Dangerous Liaisons - UW Libraries

July 6, 2017

Data and the Fine Arts: Thinking Through a New Resource

Laura Dimmit

When we think about research in the fine arts, it is perhaps a little counter-intuitive to think about things that are data-driven, or data-rich. However, a recent release of historical data from the Carnegie Hall Archives in New York City provides a great opportunity to think through the what and why of arts-based data.

The Carnegie Hall Performance History data set contains more than 100 years of performance records. By choosing to release this data with a public domain license, the archives are not only allowing researchers and the general public to examine and manipulate their raw data, but also to build upon it and create additional works.

In addition to a full GitHub repository, Carnegie Hall has also created a SPARQL endpoint (Note: what is SPARQL? Honestly, Wikipedia does a good job of explaining, so read more here.) that allows users to explore the data, and run test queries, without the necessity of a full download.

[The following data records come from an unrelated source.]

PR #482, opened 2018-07-20
AGS 3: improvements to the new Room Editor's interface

ivan-mogilko:
### Problem

Adding new breadcrumb navigation bar in the Room Editor (#428) introduced several issues.

Two most noteable of these are:
* All the design-time item properties (such as visibility in the editor) are getting reset as soon as list of items is refreshed.
* Layer's visibility and locked state is also reset under same condition.
* Navigation bar fails to react to the adding and deleting of Characters, as well as changing Character's starting room.

The reason of the first problem was simply a lack of corresponding event handling (in case of Characters - the lack of events in general).
The reason of the second problem was that these Locked and Visible flags were implemented as lists of item names, and the presence of the item name was intepreted as True state of the flag, while abscense as False. With each item list refresh these lists were reset to the default states (all items visible, and all unlocked).
As for the layers, they simply did not have persistent Visible/Locked properties at all, which made them fully depend on the navbar button state.

Trying to fix these I decided to reimplement certain things in the room editor filters, but was not able to achieve particulary good looking code, only relatively better one (that's my hope at least). Unfortunately, the Room Editor code appears to be messy, with duplicated functionality and confusing ties with the rest of the program. I wasn't ready for massive refactoring and decided to limit my changes to only achieve what's necessary for the new UI.

---

### Changes

1) First of all, I replaced two lists VisibleItems and LockedItems with a class named DesignTimeProperties which contains two boolean values. Instances of that class are stored in a dictionary with item ID as a key. I believe such class is easier to ammend and work with. Also, this dictionary does not get recreated when the navbar refreshes itself.

For the layers, I added persistent Visible and Locked properties to the IRoomEditorFilter interface. When navbar is initialized or refreshed, it reads these, and then user clicks on navbar buttons, Filter class remembers that choice.

2) In the original implementation the breadcrumb bar was addressing objects using their display name. Room Filters did not store these names anywhere, but instead generated them every time on demand. Probably this was made so to prevent desynchronization errors between navbar and game content.
Instead of this I added a persistent lookup table which maps room item IDs to the item instances, and is updated by events to keep in sync with the game.
Also, for item ID navbar and filters now use strings created as formatted integer ID of room item or Character.

The latter may need explanation. The problem of AGS now is that there are no real unique identifiers. The ScriptName could be thought as a first candidate for one, but unfortunately not every game entity has got a script name, and secondly this may sound paradoxical, but even for those that have script names are *not mandatory*. That's true: you may have a Character or Room Object without a script name (in fact, Room Objects are created without one by default).

This is why the only real way to make an ID is to use the numeric index in the list of items.
Of course this index will **not** be globally unique, but it will be *unique in the scope of objects of same type*, and that seem to be enough for the room editor at this time.
(I was thinking that perhaps if necessary they could be made generally unique with a prefix indicating their type.)

3) Finally, I made Room Editor correctly react to Room Objects and Characters being added, removed and their starting room changed (other types of items cannot be added/deleted at the moment).

**NOTE:** I had plans to also work on serializing these design-time settings, but then decided to prepare that as a separate pull request, because current changes are tough already.

---

**PS.** To be honest, I was very much dissapointed with the Room Editor's code structure. There seem to be several core issues, and the worst IMHO is that there is no parent interface for the game entity. This latter makes it rather difficult to invent a generic editor code. Another notable problem is that there does not seem to be convenient notification mechanism between game contents and the editor UI. Property Grid sends notifications for edited values, but only to the active pane, while another pane may also need it.

My belief is that if someone would be improving this UI further later, or even rewriting Room Editor from scratch, the first thing they'd have to do is improve the game data management.


ivan-mogilko:
Ammended with also fixing whole layer's Visible and Locked states being reset when the item list changes.
Now everything seem to work correctly and remembers their state.

PR #484, opened 2018-07-31
AGS 4: refactor RoomStruct class and room saving/loading

ivan-mogilko:
This does two things:

1) Room serialization tidied and grouped in one code unit (Common/roomfile.h and cpp).
2) RoomStruct class cleaned of few remaining unused data, and brought to proper code style.

The latter caused a lot of code changed throughout the engine, but that's mostly because of variable renames.

Note, that in regards to read/write I follow same "philosophy" as with the previous refactoring of the main game data and savegame code (as well as the one used in the Editor with XML serializer and DataFileWriter class) that tells that the class that implements game functionality does not have to know the file format it is saved to. This is why the serialization code is separated from the RoomStruct class.


ivan-mogilko:
Rebased on latest master and fixed bugs in room save function.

Screenshot of the Performance History SPARQL endpoint

Screenshot of the Performance History SPARQL endpoint

Let’s take one of the suggested “sample queries” and dig a little deeper. How about “
Number of works by Bach performed each year.”


Screenshot of the available "sample queries" for users to experiment with.

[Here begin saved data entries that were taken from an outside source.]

PR #493, opened 2018-08-17
Large file support

ivan-mogilko:
This implements large file (64-bit offsets) support in the AGS engine.

I used SDL2 rwops code for the reference to define different variants of function names. This works on MS Windows but I'd need help setting this up for ports. For example, is it safe to declare HAVE_FSEEKO64 in the Linux Makefile as a default?

### DIFF
--- a/Common/util/filestream.cpp
+++ b/Common/util/filestream.cpp
@@ -50,6 +50,11 @@ FileStream::~FileStream()
     Close();
 }
 
+bool FileStream::HasErrors() const
+{
+    return IsValid() && ferror(_file) != 0;
+}
+
 void FileStream::Close()
 {
     if (_file)
--- a/Common/util/filestream.cpp
+++ b/Common/util/filestream.cpp
@@ -16,7 +16,18 @@
 #include "util/filestream.h"
 #include "util/math.h"
 
+#if defined(HAVE_FSEEKO) // Contemporary POSIX libc
+    #define file_off_t  off_t
+    #define fseek       fseeko
+    #define ftell       ftello
+#elif defined(_MSC_VER) // MSVC
+    #define file_off_t  __int64
+    #define fseek       _fseeki64
+    #define ftell       _ftelli64
+#else // No distinct interface with off_t
+    #define file_off_t  long
 #endif
+
 
 namespace AGS
 {
@@ -71,13 +82,13 @@ bool FileStream::EOS() const
     return !IsValid() || feof(_file) != 0;
 }
 
-size_t FileStream::GetLength() const
+soff_t FileStream::GetLength() const
 {
     if (IsValid())
     {
-        size_t pos = (size_t)ftell(_file);
+        soff_t pos = (soff_t)ftell(_file);
         fseek(_file, 0, SEEK_END);
-        size_t end = (size_t)ftell(_file);
+        soff_t end = (soff_t)ftell(_file);
         fseek(_file, pos, SEEK_SET);
         return end;
     }
@@ -85,11 +96,11 @@ size_t FileStream::GetLength() const
     return 0;
 }
 
-size_t FileStream::GetPosition() const
+soff_t FileStream::GetPosition() const
 {
     if (IsValid())
     {
-        return (size_t) ftell(_file);
+        return (soff_t) ftell(_file);
     }
     return -1;
 }
@@ -145,7 +156,7 @@ int32_t FileStream::WriteByte(uint8_t val)
     return -1;
 }
 
-size_t FileStream::Seek(int offset, StreamSeek origin)
+soff_t FileStream::Seek(soff_t offset, StreamSeek origin)
 {
     if (!_file)
     {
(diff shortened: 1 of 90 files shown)


rofl0r:
nope sorry, you're doing this wrong.

quote from https://wiki.musl-libc.org/faq.html


> Do I need to define _LARGEFILE64_SOURCE to get 64bit off_t?
>
>    -D_LARGEFILE_SOURCE -D_LARGEFILE64_SOURCE have nothing to do with supporting large files properly but with exposing the idiotic legacy interfaces with 64 on the end of their names (like open64, lseek64, etc.). only -D_FILE_OFFSET_BITS=64 should ever be used, anywhere, even on glibc.

that means you should only use `-D_FILE_OFFSET_BITS=64` in your CFLAGS but **NOT** use `_LARGEFILE_*SOURCE` and any of the *64 interfaces. this gives the desired result that the standard LIBC functions like stat() and friends work with 64-bit off_t, without having to use any hacks.

ivan-mogilko:
Okay, if I understood correctly -
1. Remove _LARGEFILE64_SOURCE, and instead expect that '_FILE_OFFSET_BITS=64' is defined in flags when necessary.
2. Don't use fseeko64 and other *64 functions.

About fseek**o**/ftell**o**, are they supposed to be declared always in standard library on Linux (regardless of OFFSET_BITS value)?

rofl0r:
almost :)
1. Remove _LARGEFILE64_SOURCE
2. Add -D_FILE_OFFSET_BITS=64 to CFLAGS in Makefile
3. Don't use fseeko64 and other *64 functions.

Common/util/filestream.cpp
```diff
@@ -12,24 +12,23 @@
...
-#if !defined (WINDOWS_VERSION)
-#include <sys/stat.h>
-long int filelength(int fhandle)
-{
-    struct stat statbuf;
-    fstat(fhandle, &statbuf);
-    return statbuf.st_size;
-}
+#if defined(HAVE_FSEEKO) // Contemporary POSIX libc
+    #define file_off_t  off_t
```
rofl0r: does your build system support checking things ?
if so, the best thing would be to check whether the off_t type is defined
like by trying to compile this here
```c
#include <unistd.h>
int main() { off_t foo; }
```

ivan-mogilko: > does your build system support checking things ?

You mean like CMake? frankly that's the only thing I know that can do that.
No, we don't have anything like that set up right now. Maybe we should do at some point.

ivan-mogilko:
Added -D_FILE_OFFSET_BITS=64 to makefiles.

Common/util/filestream.cpp
rofl0r: hell no, [cmake sucks](https://github.com/libtom/libtomcrypt/issues/391#issuecomment-390434739). autoconf could do it, or even plain Makefiles with some tricks.

Engine/Makefile-defs.linux
```diff
@@ -1,6 +1,6 @@
 INCDIR = ../Engine ../Common ../Common/libinclude ../Plugins
 LIBDIR =
-CFLAGS := -O2 -g -fsigned-char -Wfatal-errors -DNDEBUG -DAGS_RUNTIME_PATCH_ALLEGRO -DAGS_HAS_CD_AUDIO -DAGS_CASE_SENSITIVE_FILESYSTEM -DALLEGRO_STATICLINK -DLINUX_VERSION -DDISABLE_MPEG_AUDIO -DBUILTIN_PLUGINS -DRTLD_NEXT $(shell pkg-config --cflags freetype2) $(CFLAGS)
+CFLAGS := -O2 -g -fsigned-char -Wfatal-errors -DNDEBUG -DAGS_RUNTIME_PATCH_ALLEGRO -DAGS_HAS_CD_AUDIO -DAGS_CASE_SENSITIVE_FILESYSTEM -D_FILE_OFFSET_BITS=64 -DHAVE_FSEEKO -DALLEGRO_STATICLINK -DLINUX_VERSION -DDISABLE_MPEG_AUDIO -DBUILTIN_PLUGINS -DRTLD_NEXT $(shell pkg-config --cflags freetype2) $(CFLAGS)
 CXXFLAGS := -std=c++11 -fno-rtti -Wno-write-strings $(CXXFLAGS)
```
rofl0r: CFLAGS is not used in CXXFLAGS ?

the MacOS makefile below does

ivan-mogilko: Hmm.

Makefile.linux has this:
`CXXFLAGS += $(CFLAGS)`

but Makefile.osx has this:
`CXXFLAGS := -std=c++11 -fno-rtti -Wno-write-strings $(CXXFLAGS)

then later -

CXXFLAGS := $(CFLAGS) $(CXXFLAGS)`

which means that in Mac's makefile CFLAGS are duplicated in CXXFLAGS?

ivan-mogilko:
Sorry, had to rebase again (github could not resolve diff in macos makefile).

Engine/Makefile-defs.linux
rofl0r: oh, seems i overlooked the CXXFLAGS += line.

Common/util/filestream.cpp
sonneveld: Now implemented in current cmake build system.

rofl0r: nice try trolling me

PR #497, opened 2018-08-24
Sign assemblies to generate a strongname

### LINKED ISSUE #481: Editor: new preferences are serialized separately for separate installations of the same version of application
Since I am running Editor from different locations on my computer, such as normal installation, and couple of source code locations, I noticed that user preferences in these do not match each other, even though the program versions do.

I checked the directory where these settings are now saved, and it looks like Editor creates *separate* group of setting files for each program location (URL).

Is this meant to be like this, and also is it actually preferred way for same program to not share config if it's run from another place?

morganwillcock:
Standardizes settings path, regardless of assembly location (fixes #481)
Minimum version of irrKlang is now 1.6 (earlier versions were not signed).


rofl0r:
"strongname" ?

morganwillcock:
I like to think so.

ivan-mogilko:
Something that I would like to understand, if I keep using older version if irrKlang the editor builds and launches, and merely displays a warning ("referenced assembly does not have a strong name").
Earlier I've had an impression that you mean it won't work with non-sign assembly, but maybe I did not got what you meant right?

ivan-mogilko:
Oh, nevermind, I realized irrKlang only gets accessed when you try to actually play the sound in the editor.

ivan-mogilko:
Ah, did not notice this at first, but AGS.Native does not get signed in the Release configuration for some reason, what has to be changed to fix this?

morganwillcock:
Sorry about that, I didn't check both types of build.

Yes that should do it.
Project properties -> Linker -> Advanced -> Key File = "AGS.Native.snk"

Do you want me to do it with a new PR?

ivan-mogilko:
No, I fixed it accordingly 9c0169684d5ca4509aa5976685ea667bc2836002

PR #795, opened 2019-05-28
AGS 3.5 - reintroduce the timer counter for managing frame rate.

sonneveld:
This pull request adds the original timing code used before my earlier timing pull requests. To enable it, define AGS_TIMING_USE_COUNTER. (edit: this is set by default in this PR)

Screenshot of the available “sample queries” for users to experiment with.


This query is making use of several different types of information included in this data set: the date of each individual performance, and the title and creator or composer of each performed work.

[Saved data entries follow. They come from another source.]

PR #796, opened 2019-05-28
Revert #685

rofl0r:
since it was decided to revert #685, i went to the effort to actually try to revert it cleanly. since the original commit changed dozens of only loosely related things in over 40 files and 300 lines, it gave a lot of merge conflicts, especially in the audio/voice related code that was heavily refactored since.

i think the only reasonable way to solve the issues with the new code is to go back to a known good version and then **carefully** and selectively apply single, fine-grained changes with a one-change-one-commit strategy; and not by simply hiding some of the new code behind an `#ifdef`, which then causes simply that we have 2 different places to maintain instead of one.

### DIFF
--- a/Engine/ac/character.cpp
+++ b/Engine/ac/character.cpp
@@ -80,6 +80,7 @@ extern int said_speech_line;
 extern int numscreenover;
 extern int said_text;
 extern int our_eip;
+extern int cur_mode;
 extern CCCharacter ccDynamicCharacter;
 extern CCInventory ccDynamicInv;
 
@@ -2401,7 +2402,8 @@ void _displayspeech(const char*texx, int aschar, int xx, int yy, int widd, int i
     play.speech_in_post_state = false;
 
     if (isPause) {
-        postpone_scheduled_music_update_by(std::chrono::milliseconds(play.messagetime * 1000 / frames_per_second));
+        if (update_music_at > 0)
+            update_music_at += play.messagetime;
         GameLoopUntilEvent(UNTIL_INTISNEG,(long)&play.messagetime);
         return;
     }
--- a/Engine/ac/characterinfo_engine.cpp
+++ b/Engine/ac/characterinfo_engine.cpp
@@ -15,6 +15,7 @@
 #include "ac/characterinfo.h"
 #include "ac/common.h"
 #include "ac/gamesetupstruct.h"
+#include "media/audio/soundclip.h"
 #include "ac/character.h"
 #include "ac/characterextras.h"
 #include "ac/gamestate.h"
--- a/Engine/ac/dialog.cpp
+++ b/Engine/ac/dialog.cpp
@@ -60,6 +60,7 @@ extern ccInstance *dialogScriptsInst;
 extern int in_new_room;
 extern CharacterInfo*playerchar;
 extern SpriteCache spriteset;
+extern volatile int timerloop;
 extern AGSPlatformDriver *platform;
 extern int cur_mode,cur_cursor;
 extern IGraphicsDriver *gfxDriver;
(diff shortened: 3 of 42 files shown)


ivan-mogilko:
I think @sonneveld was going to make another variant without double code under ifdefs. I will wait for a few days.
Also, the revert should go into release-3.5.0 branch now.

sonneveld:
This reverts a lot of stuff unrelated to the cpu usage issue.

sonneveld:
For comparison, this reverts a lot less changes https://github.com/adventuregamestudio/ags/pull/797

sonneveld:
I think you need to consider your attitude here. There have been other major changes done in 3.5 that have needed minor fixes after being merged in. I find it curious you haven't suggested we revert those as well. We should just fix the issue and move on.

ivan-mogilko:
@sonneveld 
> There have been other major changes done in 3.5 that have needed minor fixes after being merged in. I find it curious you haven't suggested we revert those as well. 

what rofl0r probably means is that the commit that caused the cpu load  (https://github.com/adventuregamestudio/ags/commit/f2ab428a596c67d950f2aed5fbd335f6ccc72e3f) had lots of changes mixed in, making it harder to understand what caused the issue and harder to revert only changes that need revert (if one would like to).
I made a mistake by accepting it as-is, usually I was asking people to split commits into one commit per change. This is what I try to do myself when working on big changes. But that time guess I just gave up after multiple pull requests.

rofl0r:
sigh, it seems i forgot to pull latest changes to ags3 branch, thus the additional conflicts... so this needs to be redone anyway.

> what rofl0r probably means is that the commit that caused the cpu load (f2ab428) had lots of changes mixed in, making it harder to understand what caused the issue and harder to revert only changes that need revert (if one would like to).

correct. i think we'd need to revert that commit as good as possible and then re-add one change at a time, e.g. "use float for fps", "use std::chrono for timestamps" etc. that would make it possible to understand precisely what was changed and easily revert a single change that causes issues or simply to find out whether it is the culprit for a specific regression.

> There have been other major changes done in 3.5 that have needed minor fixes after being merged in. I find it curious you haven't suggested we revert those as well

yeah, there have been many big PRs like the one in question that changed much more than necessary, which i saw being applied with a good deal of frustration on my side on where this is all going. however #685 was special in that it introduced a specifically nasty regression. a CPU usage of 100% vs 33% means a difference of battery runtime of 50 mins vs 2.5 hrs, and between CPU fan making noise that's barely standable vs practically unnoticable. also it might preclude from using the engine at all on low-end hardware. that's why i think it's better to completely undo the change in this case to the known good code, and gradually re-do the changes that can easily be verified to be benign.

> I think @sonneveld was going to make another variant without double code under ifdefs (we spoke in different place)

having 2 different approaches with one under ifdef makes it even harder to understand what is going on, and every change to it needs to be done in 2 places. also it is easy to introduce changes that break the code in the ifdef branch that nobody compiles.

sonneveld:
> having 2 different approaches with one under ifdef makes it even harder to understand what is going on, and every change to it needs to be done in 2 places. also it is easy to introduce changes that break the code in the ifdef branch that nobody compiles.

This was because I was concerned that the merge conflicts (when merging 3.5.0 changes back into ags3) would be non-obvious if code was reverted in one branch.

> i think we'd need to revert that commit as good as possible and then re-add one change at a time, 

I don't really agree with you here. But are you volunteering to submit the new PRs to add these changes back?

ivan-mogilko:
Sorry, I lost the track of this issue.

In release-3.5.0 branch CPU load was fixed by reverting last sonneveld's changes to timers.

Were not some fixes made to ags3 branch too?

rofl0r:
i think this is no longer relevant.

Screenshot of the first section of results from the "Number of works by Bach performed each year" query.

Screenshot of the first section of results from the “Number of works by Bach performed each year” query.


The results of this query provide a number of jumping-off points. Perhaps what you want to know is how the popularity of a classic composer like Bach has changed over time. Perhaps you want to compare the relative performance rates of Bach with one of his contemporaries, like Handel. Perhaps you are curious about which composers are most popular across time in different parts of the world–or different parts of the United States. A single query like this can inform a variety of research agendas.

However, it is equally important to preface the use of a data set like this with the its limits. While the Carnegie Hall data set is expansive (more than 50,000 events), it is not comprehensive. As the data set overview states:  

“Since our archives were not established until 1986, there are some gaps in these records, which we continue to fill using sources like digitized newspaper listings and reviews…”

Along with these literal limits, there are more contextual and historical limits to consider. Which types of artists and groups were invited to perform at a venue like Carnegie Hall? Who is, and was, able to attend performances there? How generalizable are the trends that can be identified within the performance history for a single venue?

New resources like this challenge me to be more creative and more thoughtful in my approach to supporting the research of students and faculty in my liaison areas. They remind me to cast a wider net when looking for resources to include in an instruction session or class guide; they remind me to ask bigger questions about new research projects–not just “what is your research question?” but also “what do you want this research to look like? how do you want people to interact with your results?” They also encourage me to continue to grow my data literacy, so that I can support the fullest, most vibrant suite of arts research.